In Think nano has ethical problems? Just wrap your brain around neuro, blogger ritalamchichi draws an interesting parallel between fears and ethical issues surrounding nanotechnology to those about the still emerging field of neurotechnology. Ritalamchichi reports from the NBIC (Nano, Bio, Info, Cogno) conference in New York:
My goal was to explore the political and economic issues that might arise as these converging technologies make possible neurotechnology — tools that can influence the brain.
In short, when data from nanobiochips that can analyze DNA, RNA and proteins is combined with data from next-generation brain imaging systems (IC), new tools for mental health will emerge.
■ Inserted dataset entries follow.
PR #4825, opened 2023-10-02
Refactor home screen

thornbill:
**Changes**
Refactor home screen code to use separate files per home screen section and remove some unused home screen types

**Issues**
N/A

### DIFF
--- a/src/components/homesections/sections/liveTv.ts
+++ b/src/components/homesections/sections/liveTv.ts
@@ -1,0 +1,181 @@
+import type { BaseItemDto } from '@jellyfin/sdk/lib/generated-client/models/base-item-dto';
+import type { UserDto } from '@jellyfin/sdk/lib/generated-client/models/user-dto';
+import type { ApiClient } from 'jellyfin-apiclient';
+
+import { appRouter } from 'components/router/appRouter';
+import cardBuilder from 'components/cardbuilder/cardBuilder';
+import layoutManager from 'components/layoutManager';
+import ServerConnections from 'components/ServerConnections';
+import globalize from 'scripts/globalize';
+import { getBackdropShape } from 'utils/card';
+
+import type { SectionContainerElement, SectionOptions } from './section';
+
+function getOnNowFetchFn(
+    serverId: string
+) {
+    return function () {
+        const apiClient = ServerConnections.getApiClient(serverId);
+        return apiClient.getLiveTvRecommendedPrograms({
+            userId: apiClient.getCurrentUserId(),
+            IsAiring: true,
+            limit: 24,
+            ImageTypeLimit: 1,
+            EnableImageTypes: 'Primary,Thumb,Backdrop',
+            EnableTotalRecordCount: false,
+            Fields: 'ChannelInfo,PrimaryImageAspectRatio'
+        });
+    };
+}
+
+function getOnNowItemsHtmlFn(
+    { enableOverflow }: SectionOptions
+) {
+    return (items: BaseItemDto[]) => (
+        cardBuilder.getCardsHtml({
+            items: items,
+            preferThumb: 'auto',
+            inheritThumb: false,
+            shape: (enableOverflow ? 'autooverflow' : 'auto'),
+            showParentTitleOrTitle: true,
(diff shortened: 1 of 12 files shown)


src/components/homesections/sections/liveTv.ts
```diff
@@ -0,0 +1,181 @@
...
+            showAirDateTime: false,
+            showAirEndTime: true,
+            defaultShape: getBackdropShape(enableOverflow),
+            lines: 3,
+            overlayPlayButton: true
+        })
+    );
+}
+
+function buildSection(
```
ZenenTreadwell, line 57: This seems rather un-reactive. I'm sure there's a better way to do this with JSX.

src/components/homesections/sections/nextUp.ts
```diff
@@ -0,0 +1,106 @@
...
+    };
+}
+
+export function loadNextUp(
+    elem: HTMLElement,
+    apiClient: ApiClient,
+    userSettings: UserSettings,
+    options: SectionOptions
+) {
+    let html = '';
```
ZenenTreadwell, line 67: Same here - I don't know if optionally concatenating HTML text is the way to go here when JSX supports conditional rendering etc.

src/components/homesections/sections/recentlyAdded.ts
```diff
@@ -0,0 +1,165 @@
...
+}
+
+function renderLatestSection(
+    elem: HTMLElement,
+    apiClient: ApiClient,
+    user: UserDto,
+    parent: BaseItemDto,
+    options: SectionOptions
+) {
+    let html = '';
```
ZenenTreadwell, line 93: needs JSX

src/components/homesections/sections/recentlyAdded.ts
```diff
@@ -0,0 +1,165 @@
...
+    apiClient: ApiClient,
+    user: UserDto,
+    userViews: BaseItemDto[],
+    options: SectionOptions
+) {
+    elem.classList.remove('verticalSection');
+    const excludeViewTypes = ['playlists', 'livetv', 'boxsets', 'channels'];
+    const userExcludeItems = user.Configuration?.LatestItemsExcludes ?? [];
+
+    for (let i = 0, length = userViews.length; i < length; i++) {
```
ZenenTreadwell, line 142: This seems like a good place to use ES6's userViews.forEach() syntax

src/components/homesections/sections/resume.ts
```diff
@@ -0,0 +1,105 @@
...
+    titleLabel: string,
+    mediaType: BaseItemKind,
+    userSettings: UserSettings,
+    options: SectionOptions
+) {
+    let html = '';
+
+    const dataMonitor = dataMonitorHints[mediaType] ?? 'markplayed';
+
+    html += '<h2 class="sectionTitle sectionTitle-cards padded-left">' + globalize.translate(titleLabel) + '</h2>';
```
ZenenTreadwell, line 84: JSX

ZenenTreadwell (commented):
Awesome job doing the refactoring work here! I see a couple places where the code could be improved for readability & conforming to React development standards.

Thanks for putting the effort in!

src/components/homesections/sections/liveTv.ts
grhallenbeck: The source files these are being split off from are legacy and unfortunately not React. Splitting the legacy pieces out this way should make it easier to divide work on migrating to React going forward, though!

ZenenTreadwell: Oops! thanks for saying something

thornbill: Thanks @grhallenbeck that is exactly the idea! I just had not made it back to this to comment myself. :sweat_smile:

grafixeyehero (approved):

bradbeattie:
Regression of https://github.com/jellyfin/jellyfin-web/pull/1134 as a result of this change. Would have expected "Recently Added in Movies" to continue to use the Primary image instead of Backdrops.

image

PR #4826, opened 2023-10-02
Clean backdrops when tab is not selected

### LINKED ISSUE #3916: Backdrops not cleaned up
**Describe The Bug**
Backdrop image containers are retained when rotating to the next image, even though only one is displayed at a time.
The old/unused `div`s are (apparently) not re-used.
This causes performance hiccups when waiting on the home page for a while, especially when having the tab open a for while in the background and then returning.

**Steps To Reproduce**

1. Go to User Preferences
2. Click on Display
3. Scroll down to Backdrops
4. Make sure backdrops are enabled
5. Return to home screen
6. Wait a few rotations of the backdrop images
7. See in `body > div.backdropContainer` (`/html/body/div[1]`) that there are multiple `div.backdropImage`, even though only one is displayed.

**Expected Behavior**
Clean up unused `div`s in `body > div.backdropContainer`.

**Logs**
not applicable

**Screenshots**

 - Platform: Windows 10
 - Browser: Brave 1.43.93 Chromium: 105.0.5195.127
 - Jellyfin Version: 10.8.4

**Additional Context**

Kaysera:
**Changes**

When the tab is unselected, the function `existingBackdropImage.parentNode.remove(existingBackdropImage)` failed silently. Instead, now the parent `backdropContainer` is located and all the divs except the first one are removed. 

**Issues**

Fixes #3916

### DIFF
--- a/src/components/backdrop/backdrop.js
+++ b/src/components/backdrop/backdrop.js
@@ -37,8 +37,11 @@ class Backdrop {
             parent.appendChild(backdropImage);
 
             if (!enableAnimation()) {
-                if (existingBackdropImage?.parentNode) {
-                    existingBackdropImage.parentNode.removeChild(existingBackdropImage);
+                if (existingBackdropImage) {
+                    const backdropContainer = getBackdropContainer();
+                    while (backdropContainer.childNodes.length > 1) {
+                        backdropContainer.removeChild(backdropContainer.firstChild);
+                    }
                 }
                 internalBackdrop(true);
                 return;
@@ -51,8 +54,11 @@ class Backdrop {
                 if (backdropImage === self.currentAnimatingElement) {
                     self.currentAnimatingElement = null;
                 }
-                if (existingBackdropImage?.parentNode) {
-                    existingBackdropImage.parentNode.removeChild(existingBackdropImage);
+                if (existingBackdropImage) {
+                    const backdropContainer = getBackdropContainer();
+                    while (backdropContainer.childNodes.length > 1) {
+                        backdropContainer.removeChild(backdropContainer.firstChild);
+                    }
                 }
             };
 


thornbill:
You don't need to do anything yet... just be patient with me. I'll get to it as soon as I can. 😅

Kaysera:
Sure, thank you for your time.

src/components/backdrop/backdrop.js
```diff
@@ -37,8 +37,11 @@ class Backdrop {
             parent.appendChild(backdropImage);
 
             if (!enableAnimation()) {
-                if (existingBackdropImage?.parentNode) {
-                    existingBackdropImage.parentNode.removeChild(existingBackdropImage);
+                if (existingBackdropImage) {
+                    const backdropContainer = getBackdropContainer();
+                    while (backdropContainer.childNodes.length > 1) {
+                        backdropContainer.removeChild(backdropContainer.firstChild);
```
thornbill, line 43: It looks like another alternative would be to set `textContent = ''`. I suspect this would be more performant than iterating over children.

Kaysera: I have been busy, I will try to do this this week and see if it works.

xtreemze: I agree @Kaysera, perhaps we can use this to not add more backdrops if the tab is not visible using document.visibilityState === 'hidden':


`
function onRotationInterval() {
    if (playbackManager.isPlayingLocally(['Video']) || document.visibilityState === 'hidden') {
        return;
    }

    let newIndex = currentRotationIndex + 1;
    if (newIndex >= currentRotatingImages.length) {
        newIndex = 0;
    }

    currentRotationIndex = newIndex;
    setBackdropImage(currentRotatingImages[newIndex]);
}
`

PR #4827, opened 2023-10-03
Make the series and season Play button play the next episode

### LINKED ISSUE #2570: Play button on thumbnail starts at show's pilot
**Describe the bug**

When clicking the play button of a TV Show a user has already started watching, Jellyfin will start playing from the beginning instead of playing the episode the user is currently at.

 - OS: Debian
 - Virtualization: None, service
 - Clients: Browser
 - Browser: Chrome Version 84.0.4147.89 (Official build) (64-bits)
 - Jellyfin Version: 10.6.0
 - Playback: Transcode

**To Reproduce**

1. Go to TV Show library.
2. Click on the play button that appears when hovering over a TV show the user has already started.
3. Jellyfin will start playing the first episode of the first season, instead of the episode the user is currently at.

**Expected behavior**

Jellyfin should continue playing the next not-watched episode for that specific user.

beef331:
**Changes**

Instead of starting the series or season at the first episode this queues up the next unwatched episode. If the selection is fully watched it marks all unplayed and starts over.

**Issues**

Partially Fixes #2570 but it does not continue a partially watched episode.

### DIFF
--- a/src/components/playback/playbackmanager.js
+++ b/src/components/playback/playbackmanager.js
@@ -1848,6 +1848,56 @@ class PlaybackManager {
                     SortBy: options.shuffle ? 'Random' : 'SortName',
                     MediaTypes: 'Audio'
                 });
+            } else if (firstItem.Type === 'Series' || firstItem.Type === 'Season') {
+                const apiClient = ServerConnections.getApiClient(firstItem.ServerId);
+
+                promise = apiClient.getEpisodes(firstItem.SeriesId || firstItem.Id, {
+                    IsVirtualUnaired: false,
+                    IsMissing: false,
+                    UserId: apiClient.getCurrentUserId(),
+                    Fields: 'Chapters'
+                }).then(function (episodesResult) {
+                    const originalResults = episodesResult.Items;
+                    const isSeries = firstItem.Type === 'Series';
+
+                    let foundItem = false;
+
+                    episodesResult.Items = episodesResult.Items.filter(function (e) {
+                        if (foundItem) {
+                            return true;
+                        }
+
+                        if (!e.UserData.Played && (isSeries || e.SeasonId === firstItem.Id)) {
+                            foundItem = true;
+                            return true;
+                        }
+
+                        return false;
+                    });
+
+                    if (episodesResult.Items.length === 0) {
+                        if (isSeries) {
+                            episodesResult.Items = originalResults;
+                        } else {
+                            episodesResult.Items = originalResults.filter(function (e) {
+                                if (foundItem) {
+                                    return true;
+                                }
+
+                                if (e.SeasonId === firstItem.Id) {
+                                    foundItem = true;
+                                    return true;
+                                }
+
+                                return false;
+                            });
+                        }
+                    }
+
+                    episodesResult.TotalRecordCount = episodesResult.Items.length;
+
+                    return episodesResult;
+                });
             } else if (firstItem.IsFolder && firstItem.CollectionType === 'homevideos') {
                 promise = getItemsForPlayback(serverId, mergePlaybackQueries({
                     ParentId: firstItem.Id,


src/components/playback/playbackmanager.js
```diff
@@ -1848,7 +1848,33 @@ class PlaybackManager {
...
+                                    return true;
+                                }
+
+                                return false;
+                            });
+                            episodesResult.TotalRecordCount = episodesResult.Items.length;
+                            resolve(episodesResult);
+                        }, reject);
+                });
+
```
dmitrylyzo, line 1876: I know you took this from the `Episode` block, but could you make it without using Promise nesting?

dmitrylyzo (commented):
I like the new version for its sleek appearance. But we will miss episodes when watch status is:
```
S01E01  v
S01E02  v
S01E03     <-- we unmarked it as 'Played', playback starts from here
S02E01  v  <-- this will be skipped
S02E02
S02E03
```
If this behavior is acceptable, below are some necessary changes.

If no, your first attempt, but without the outer `Promise`.

beef331:
> Please revert the changes to the first attempt, but without the outer Promise. Actually, that's what I expected.

Given that the `resolve` parameter of the `Promise` function was used I'm very much uncertain how you expect to drop the outer promise. I clearly do not have a great understanding of this  code base nor JS :stuck_out_tongue:

src/components/playback/playbackmanager.js
```diff
@@ -1848,6 +1848,31 @@ class PlaybackManager {
                     SortBy: options.shuffle ? 'Random' : 'SortName',
                     MediaTypes: 'Audio'
                 });
+            } else if (firstItem.Type === 'Series') {
+                promise = new Promise(function (resolve, reject){
+                    const apiClient = ServerConnections.getApiClient(firstItem.ServerId);
+                    apiClient.getEpisodes(firstItem.Id, {
```
dmitrylyzo, line 1854: Like this. I'm typing on my phone, so I can't check.
```suggestion
                const apiClient = ServerConnections.getApiClient(firstItem.ServerId);
                promise = apiClient.getEpisodes(firstItem.Id, {
```

src/components/playback/playbackmanager.js
```diff
@@ -1848,6 +1848,31 @@ class PlaybackManager {
...
+                                foundItem = true;
+                                return true;
+                            }
+
+                            return false;
+                        });
+                        episodesResult.TotalRecordCount = episodesResult.Items.length;
+                        resolve(episodesResult);
+                    }, reject);
+                });
```
dmitrylyzo, line 1875:
```suggestion
                        return episodesResult;
                });
```

beef331: Ah thanks, though when it comes to `'Season'` the interaction has to be different since one should queue all episodes after the present one. A separate future PR makes sense methinks.

src/components/playback/playbackmanager.js
```diff
@@ -1848,6 +1848,15 @@ class PlaybackManager {
                     SortBy: options.shuffle ? 'Random' : 'SortName',
                     MediaTypes: 'Audio'
                 });
+            } else if (firstItem.Type === 'Series') {
```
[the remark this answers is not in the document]
dmitrylyzo: https://github.com/jellyfin/jellyfin-web/pull/4827#discussion_r1348019090
> Ah thanks, though when it comes to `'Season'` the interaction has to be different since one should queue all episodes after the present one. A separate future PR makes sense methinks.

This logic can be implemented like:
```js
// Use SeriesId if exists
promise = apiClient.getEpisodes(firstItem.SeriesId || firstItem.Id, {
...
// Skip other seasons
const isSeries = firstItem.Type === 'Series';
...
if (!e.UserData.Played
    && (isSeries || e.SeasonId === firstItem.Id)) {
    foundItem = true;
    return true;
}
```
But it doesn't work if the season is complete (watched) - no items.
We probably should restart it.

Also, maybe for seasons, only the selected one should be played. :thinking:

dmitrylyzo:
Similar to my suggestion for seasons, series currently fails if it is complete.
We probably should restart it.

src/components/playback/playbackmanager.js
```diff
@@ -1848,6 +1848,51 @@ class PlaybackManager {
...
+                        }
+
+                        return false;
+                    });
+
+                    if (episodesResult.Items.length === 0) {
+                        const userId = apiClient.getCurrentUserId()
+                        if (isSeries) {
+                            episodesResult.Items = originalResults;
+                            apiClient.markUnplayed(userId, firstItem.Id, {});
```
dmitrylyzo, line 1878: I don't think we should remove the "Played" mark - the server should do it for us, but right now it doesn't always do it. Moreover, there is a [discussion](https://github.com/jellyfin/jellyfin-meta/discussions/56) about this.

I suggest removing it for now, even though it will cause some inconsistency when rewatching.

dmitrylyzo (approved):
LGTM
I've fixed style to my taste :smile: 

I guess we will need to change `UserData.Played` to something else when that discussion is resolved.

> but it does not continue a partially watched episode.

If you want to fix resuming, you need to pass `startPositionTicks` in `options` somehow:
https://github.com/jellyfin/jellyfin-web/blob/550ad476af38bde1556b2ce3ef1c92cd3626703c/src/components/playback/playbackmanager.js#L2395
But this can be done in another PR.

Also, for the future, it's better to create a separate branch for PR.

PR #7631, opened 2026-02-26
Order MediaMetadata.artwork from highest resolution to smallest

### LINKED ISSUE #7630: Fetching album artwork via MPRIS->Firefox->Jellyfin uses a low resolution image

### Describe the bug

When playing media in Jellyfin on Firefox on Linux, the artwork that Firefox provides via the MPRIS interface is a low resolution image. For example, when displayed in noctalia-shell:

Image

### Reproduction Steps

Open Jellyfin in Firefox on Linux. Choose a track with album artwork and play it.
While the player is running, use an MPRIS tool like `playerctl` to get the artwork metadata:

Nanobiochips that can perform the basic bioanalysis functions (genomic, proteomic, biosimulation and microfluidics) at a low cost will transform biological analysis and production in a very similar fashion as the microprocessor did for data.
The NBIC thesis is that the seemingly diverse fields of nanotechnology, biology, information technology, and cognitive science are headed toward convergence. (I wonder if they thought of reordering the acronym to a more pronounceable “BINC”? I suppose that would take the emphasis off “nano”, though, which is clearly the integrating force.)
Some of the ethical issues raised in the post are well covered in The Ethical Brain, but it’s an interesting read as it comes at topics like neuromarketing and neuroethics from quite a different perspective.